Shape square = new Square();   
Shape circle = new Circle();
List<Shape> shapes = new List<Shape> { square, circle };

foreach (Shape s in shapes)
{
    Console.WriteLine(s.PrintName());   
}

// Output:
// Square
// Circle

So how is it that we can call the method on the derived class even though we are calling the method on the base type? I'm confused how this is handled.

Answer 1

When you instantiate Shape square = new Square();, the fact that square really is a Square really is intact. Remember that the variable square really is a reference to the real object. The reference type (in this case, Shape) must be the same class or higher up the inheritance hierachy than the instantiated type (Square), as you have here.

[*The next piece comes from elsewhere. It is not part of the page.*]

PR #2901, opened 2018-01-30
DDF-3538 Resolve cognitive complexity finding in Application Config Installer

bakejeyner:
#### What does this PR do?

After instantiation, when the compiler sees square, it first knows that it's the abstract type Shape because that's the type of the reference. So, it must be a sub-type of Shape since you can't instantiate an abstract object. Since you said new Square(); the compiler will know the exact type. Again, the exact type of an object is not lost just because you assigned it to a baser (more base) type.

When you call square.PrintName();, the compiler first sees that square is declared with the abstract type Shape, who has a method PrintName(), also marked abstract. This tells the compiler to go look for the same exact method in the child class. If it finds PrintName() in the child class, all is well - the correct function will be executed. If not, you get an error because the word abstract in the base class definition requires you to implement it.

Answer 2

Because of the type safety feature of the CLR, which ensures that when you create an instance of Foo you cannot treat it as Bar, at run time it always knows what type an object is. Therefore when you call PrintName() on your shape it knows if it is dealing with a Square or a Circle.

Note, that as GetType() is non virtual it cannot be overridden and therefore you cannot spoof an object's type.